Your goal. Scan the entries below for the word "props" and copy every line where it turns up.

Collected data entries.
PR #322, opened 2026-07-13
feat(sra): Add QR Modal

OmarBasem:
Closes [FS-2282](https://linear.app/offchain-labs/issue/FS-2282/deposit-address-qr-modal)


packages/react-ui/package.json
```diff
@@ -79,6 +80,7 @@
   },
   "dependencies": {
     "clsx": "^2.1.1",
+    "qrcode": "^1.5.4",
```
brtkx: Maybe we could use https://www.npmjs.com/package/uqr? It's more lightweight for what we're trying to do.

OmarBasem: @brtkx good suggestion, swapped

packages/smart-routing-address-react-ui/src/pages/index.tsx
```diff
@@ -70,6 +68,33 @@ export function SmartRoutingAddress({
...
+    try {
+      await navigator.clipboard.writeText(address)
+    } catch {
+      // Clipboard can reject on insecure contexts / permissions; the visual
+      // "copied" state isn't in the spec yet, so just close and swallow.
+    }
+    setQrOpen(false)
+  }
+
+  const overlay =
```
brtkx: This only works because `SmartRoutingAddress` owns `qrOpen` and renders the `Screen`. If you had state live inside a component wrapped by `Screen`, that wouldn't be possible anymore. For example:
```typescript
<Screen>
  <MyComponent />
</Screen>

// MyComponent.tsx
const [qrOpen, setQrOpen] = useState(false)

// Impossible to render the overlay
```

This is not just a speculation - it's an actual case for external wallets as you can see in https://github.com/zerodevapp/zerodev-wallet-sdk/pull/324. You can also see the implementation there.

What we could do is use a portal:
```typescript
// Screen.tsx
const ScreenOverlayContext = createContext<HTMLDivElement | null>(null)

export function useScreenOverlayTarget() {
  return useContext(ScreenOverlayContext)
}

export function Screen() {
  ...
  const [overlayTarget, setOverlayTarget] = useState<HTMLDivElement | null>(
    null,
  )

  return (
    <div ...>
      <WrapperBorder />
      <div ... ref={setOverlayTarget}>
        <ScreenOverlayContext.Provider value={overlayTarget}>
          {children}
        </ScreenOverlayContext.Provider>
      </div>
    </div>
  )
}

// SheetShell.tsx
const overlayTarget = useScreenOverlayTarget()
if (!overlayTarget) return null

return createPortal(
  <component-goes-here />,
  overlayTarget
)

// any component
<Screen>
  <SheetShell open={open} onClose={onClose}>
    ...
  </SheetShell >
</Screen>
```

Also with the current implementation we have to conditionally mount the sheet - it can be tricky to animate. With the portal it's always mounted (for as long as the component containing the sheet is rendered), easy to animate with pure css - no need for react states.

packages/react-ui/src/components/QrModal/QrCode.tsx
```diff
@@ -0,0 +1,152 @@
...
+/**
+ * Custom QR renderer that draws runs of horizontally-adjacent modules as a
+ * single rounded pill, and the three finder patterns as rounded squares.
+ * Isolated modules naturally fall out as circles (a 1×1 pill is a circle).
+ */
+export function QrCode({
+  value,
+  size,
+  errorCorrectionLevel = 'M',
+  color = '#000',
```
brtkx: I don't think we need to expose color and bgColor. Early abstraction and QR code should probably stay black on white anyway

packages/smart-routing-address-react-ui/src/pages/index.tsx
OmarBasem: I refactored the implementation to using Radix also

packages/react-ui/src/components/SheetShell/index.tsx
```diff
@@ -0,0 +1,77 @@
+import * as Dialog from '@radix-ui/react-dialog'
```
OmarBasem: Reusable bottom sheet

packages/react-ui/src/components/SheetShell/index.tsx
brtkx, line 1: Nice looking good! A few changes I'd make here to make it even smoother:
```typescript
export const Sheet = Dialog.Root
export const SheetClose = Dialog.Close

export function SheetTitle({ className, ...props }: SheetTitleProps) {
  return <Dialog.Title className={cn('zd:sr-only', className)} {...props} />
}
```

Rename this:
```
SheetShell -> SheetContent
```

And remove this line:
```typescript
<Dialog.Root open={open} onOpenChange={onOpenChange}>
```

With this alone we can get rid of all the props, except for children and className. The consumer passes open state to `Sheet` itself. The consumer looks something like this:
```typescript
<Sheet open={isOpen}>
  <SheetContent>
    <SheetTitle>{title}</SheetTitle >
    {content}
    // If need a close button
    <SheetClose asChild>
      <Button text="Cancel" />
    </SheetClose>
  <SheetContent /> 
</Sheet>
```

So I'd drop `Shell` from the name IMO, was my initial suggestion but I think `Sheet` is enough.

OmarBasem: Refactored

packages/react-ui/src/components/BottomSheet/index.tsx
brtkx, line 1: I'd just make the name future-proof and call it a `Sheet`. So for example, in the future we can do `side: 'bottom' | 'right'` without introducing breaking changes.

Also we call it `BottomSheet` but export components like `SheetClose`, `SheetTitle`. So there's already an inconsistency we could resolve by `Sheet` only.

packages/smart-routing-address-react-ui/src/components/QrSheet/index.tsx
brtkx, line 1: I'd just keep it in the SRA package. We can't reuse it anywhere else - its content/layout is only relevant to SRA.

Maybe we will be able to do something with it in the future. But going forward when it comes to non-primitive components, even if we have duplicates for a bit, it's much better than early abstractions.

also nit: probs could name it `QrSheet` since we make a distinction between the two; and it's using `Sheet`

packages/react-ui/src/components/BottomSheet/index.tsx
OmarBasem: `BottomSheet` is not my own name, it is a common terminology used for modals that slides from the bottom: https://m3.material.io/components/bottom-sheets/overview

> in the future we can do side: 'bottom' | 'right'

In a mobile-factor design I don't think we can have that, these sheets are meant to be at the bottom

packages/smart-routing-address-react-ui/src/components/QrSheet/index.tsx
OmarBasem: Looking at the UI I don't see anything specific to SRA (except sub-title which can be a prop), I think it can be used for any deposit address not just SRA

Screenshot 2026-07-21 at 9 51 49 AM

brtkx: Yeah but we don't have any other deposit features other than SRA, and we may not have any for a while or ever; so it's an early abstraction.

brtkx: The way I see it, we can always move things to react-ui without breaking changes. Removing things from react-ui is more tricky once we are more established, because it's a breaking change and we can't just have a patch for it - it's technically a major version bump.

packages/react-ui/src/components/BottomSheet/index.tsx
brtkx: In that case all the exported components should have `BottomSheet` prefix, e.g. `SheetClose` -> `BottomSheetClose`.

packages/smart-routing-address-react-ui/src/components/QrSheet/index.tsx
OmarBasem: @brtkx refactored

.changeset/golden-radix-dialog.md
brtkx, line 1: Approved but just two last things before we merge please: 
- Don't think we need to export `useScreenOverlayContainer` from the barrel index? This seems like an internal only hook. We should only export what's used outside react-ui.
- The example code in changeset still uses old `Sheet` names.

brtkx (approved):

Answer section.
export function SheetTitle({ className, ...props }: SheetTitleProps) {
  return <Dialog.Title className={cn('zd:sr-only', className)} {...props} />
With this alone we can get rid of all the props, except for children and className. The consumer passes open state to `Sheet` itself. The consumer looks something like this:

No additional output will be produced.